Regardless of their income status, teenagers need access to comprehensive health education, contraceptive services, STD screening and treatment, and prenatal services. Both females and males must be included in the prevention programs. They should be made aware of the relationship between teenage pregnancy and risk factors such as poverty, sexual abuse, substance abuse, violence, poor school performance, and dropout rates.

Empowerment Points

  • Teen sexual activity and pregnancy is a national concern.
  • 66 percent of females and 68 percent of males are sexually active by age 18.
  • Pregnancy rates are very high for African American teens; too high in fact.
  • Parents need to love, teach, and guide children as early as 7 and 8 years old about sex education and responsible sexual behavior.
  • Black teens must be educated and advised to utilize accessible contraceptive services, as well as STD screening and treatment services, especially if they are sexually active.
  • Black teens should strive to stay in school, get a good education whether college or a trade profession, so that they can rise above the entrenched poverty which is a main cause of early childbearing among disadvantaged teenage females.
  • We must recognize, minimize, and eradicate risk factors such as sexual abuse, substance abuse, poor school performance, dropout rates, violence, poverty, and racism that has a connecting relationship with teenage pregnancy.
  • We must love and encourage our young people to achieve, excel, and be the very best that they can be in all areas of life.

References

Minnesota Organization on Adolescent Pregnancy, Prevention and Parenting.
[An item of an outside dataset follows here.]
PR #1173, opened 2019-03-24
Added Inline Linking using Linkit

### LINKED ISSUE #1165: Implement Managed Linking Within the WYSIWYG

Robert W. Buckingham, Dr. P.H. and Mary P. Derby, R.N., M.P.H. , ”I’m Pregnant, Now What Do I Do?”, Amherst, New York: Prometheus Books, 1997.

P.L. Sunderland, Ph.D. and Joan E. O’Brien, Why I waited: Successful Women Talk About Their Pregnancy Choices, New York: The Rosen Publishing Group, Inc., 1997.

Teenage Pregnancy: Opposing Viewpoints, Stephen P. Thompson, book editor, San Diego, CA: Green Haven Press, Inc., 1997

Progress Report For: Black Americans, The United States Public Health Service (PHS), Healthy People 2000 Objectives, 1994.

Sally Jessie Raphael – national television talk show – 16 February 2000.